-- Records for this task follows --
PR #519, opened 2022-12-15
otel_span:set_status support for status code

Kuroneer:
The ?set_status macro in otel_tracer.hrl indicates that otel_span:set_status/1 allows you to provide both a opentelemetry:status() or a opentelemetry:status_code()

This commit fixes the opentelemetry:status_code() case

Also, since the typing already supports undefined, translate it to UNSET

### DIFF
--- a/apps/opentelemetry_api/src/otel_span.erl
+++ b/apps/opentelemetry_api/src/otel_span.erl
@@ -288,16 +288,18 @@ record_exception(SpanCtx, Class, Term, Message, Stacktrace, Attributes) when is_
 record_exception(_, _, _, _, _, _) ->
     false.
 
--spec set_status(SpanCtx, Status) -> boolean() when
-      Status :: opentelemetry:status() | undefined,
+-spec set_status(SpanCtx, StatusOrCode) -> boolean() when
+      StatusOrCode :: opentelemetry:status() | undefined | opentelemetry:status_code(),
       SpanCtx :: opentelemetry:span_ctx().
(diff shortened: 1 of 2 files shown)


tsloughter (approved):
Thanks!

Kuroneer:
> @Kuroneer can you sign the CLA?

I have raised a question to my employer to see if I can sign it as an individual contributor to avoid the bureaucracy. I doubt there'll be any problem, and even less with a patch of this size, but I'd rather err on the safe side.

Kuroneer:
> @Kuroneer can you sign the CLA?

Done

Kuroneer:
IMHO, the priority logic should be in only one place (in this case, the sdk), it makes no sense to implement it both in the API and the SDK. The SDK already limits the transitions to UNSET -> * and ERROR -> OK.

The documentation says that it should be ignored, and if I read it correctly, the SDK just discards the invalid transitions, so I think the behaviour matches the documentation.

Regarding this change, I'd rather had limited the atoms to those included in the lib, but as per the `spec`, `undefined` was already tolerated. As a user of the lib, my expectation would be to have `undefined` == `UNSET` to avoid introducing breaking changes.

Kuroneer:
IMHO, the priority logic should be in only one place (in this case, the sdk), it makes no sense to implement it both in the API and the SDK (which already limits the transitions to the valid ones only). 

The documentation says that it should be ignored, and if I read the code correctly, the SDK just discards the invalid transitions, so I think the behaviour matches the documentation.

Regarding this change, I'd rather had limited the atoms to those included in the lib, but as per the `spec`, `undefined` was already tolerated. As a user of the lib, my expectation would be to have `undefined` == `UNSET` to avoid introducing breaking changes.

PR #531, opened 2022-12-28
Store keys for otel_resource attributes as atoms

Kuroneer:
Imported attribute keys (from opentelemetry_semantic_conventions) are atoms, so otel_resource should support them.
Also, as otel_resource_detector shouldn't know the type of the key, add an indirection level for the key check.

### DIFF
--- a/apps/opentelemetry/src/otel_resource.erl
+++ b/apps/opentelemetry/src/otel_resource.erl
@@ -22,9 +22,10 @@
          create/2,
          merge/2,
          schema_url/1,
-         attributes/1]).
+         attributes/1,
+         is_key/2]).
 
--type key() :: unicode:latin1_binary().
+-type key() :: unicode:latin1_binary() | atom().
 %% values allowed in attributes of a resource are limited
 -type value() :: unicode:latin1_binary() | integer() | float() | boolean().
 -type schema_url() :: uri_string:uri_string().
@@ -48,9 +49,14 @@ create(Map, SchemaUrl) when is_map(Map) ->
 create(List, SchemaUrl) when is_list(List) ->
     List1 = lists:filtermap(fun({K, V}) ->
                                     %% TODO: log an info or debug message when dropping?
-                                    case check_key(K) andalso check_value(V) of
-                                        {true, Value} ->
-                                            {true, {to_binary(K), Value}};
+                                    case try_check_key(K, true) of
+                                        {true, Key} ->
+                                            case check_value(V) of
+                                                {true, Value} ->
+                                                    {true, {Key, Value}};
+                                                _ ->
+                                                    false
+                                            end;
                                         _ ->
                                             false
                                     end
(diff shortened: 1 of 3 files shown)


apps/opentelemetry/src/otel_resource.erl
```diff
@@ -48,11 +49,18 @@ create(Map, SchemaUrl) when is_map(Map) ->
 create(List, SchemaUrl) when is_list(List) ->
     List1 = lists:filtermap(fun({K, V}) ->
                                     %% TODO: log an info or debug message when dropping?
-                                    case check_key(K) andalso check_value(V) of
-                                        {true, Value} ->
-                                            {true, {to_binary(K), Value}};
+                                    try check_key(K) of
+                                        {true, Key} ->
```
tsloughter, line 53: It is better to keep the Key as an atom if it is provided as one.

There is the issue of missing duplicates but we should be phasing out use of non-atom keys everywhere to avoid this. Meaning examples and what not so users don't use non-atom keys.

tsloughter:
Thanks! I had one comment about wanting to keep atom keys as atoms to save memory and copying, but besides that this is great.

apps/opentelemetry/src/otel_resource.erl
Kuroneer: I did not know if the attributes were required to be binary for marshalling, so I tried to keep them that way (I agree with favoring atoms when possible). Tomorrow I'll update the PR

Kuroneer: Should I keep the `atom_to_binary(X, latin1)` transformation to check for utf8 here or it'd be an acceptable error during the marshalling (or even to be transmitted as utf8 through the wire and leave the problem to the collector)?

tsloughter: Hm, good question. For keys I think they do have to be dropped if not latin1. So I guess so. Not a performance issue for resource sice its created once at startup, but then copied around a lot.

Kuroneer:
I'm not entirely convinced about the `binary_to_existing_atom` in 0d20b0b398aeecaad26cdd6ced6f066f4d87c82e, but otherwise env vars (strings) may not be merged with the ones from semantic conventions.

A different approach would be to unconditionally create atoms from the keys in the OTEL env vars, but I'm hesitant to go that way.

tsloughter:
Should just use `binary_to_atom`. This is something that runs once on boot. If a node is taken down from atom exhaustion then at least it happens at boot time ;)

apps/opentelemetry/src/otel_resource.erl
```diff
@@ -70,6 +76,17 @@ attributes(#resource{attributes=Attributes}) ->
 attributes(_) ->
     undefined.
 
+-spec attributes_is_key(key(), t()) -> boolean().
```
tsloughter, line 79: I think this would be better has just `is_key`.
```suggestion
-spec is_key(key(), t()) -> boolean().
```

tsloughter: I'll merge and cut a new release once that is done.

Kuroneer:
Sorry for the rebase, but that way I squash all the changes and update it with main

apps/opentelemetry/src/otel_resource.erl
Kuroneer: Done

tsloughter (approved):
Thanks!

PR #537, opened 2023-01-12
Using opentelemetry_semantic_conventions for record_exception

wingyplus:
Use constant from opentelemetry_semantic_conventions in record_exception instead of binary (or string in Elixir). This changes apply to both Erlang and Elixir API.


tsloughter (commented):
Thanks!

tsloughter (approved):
-- Records for this task concluded --
▶ [Aim of the task]:
When you reach the line that contains "This commit fixes", stop; output it and every line before it from the start of the data, exactly as written.

▶ [Task answer]:
PR #519, opened 2022-12-15
otel_span:set_status support for status code

Kuroneer:
The ?set_status macro in otel_tracer.hrl indicates that otel_span:set_status/1 allows you to provide both a opentelemetry:status() or a opentelemetry:status_code()

This commit fixes the opentelemetry:status_code() case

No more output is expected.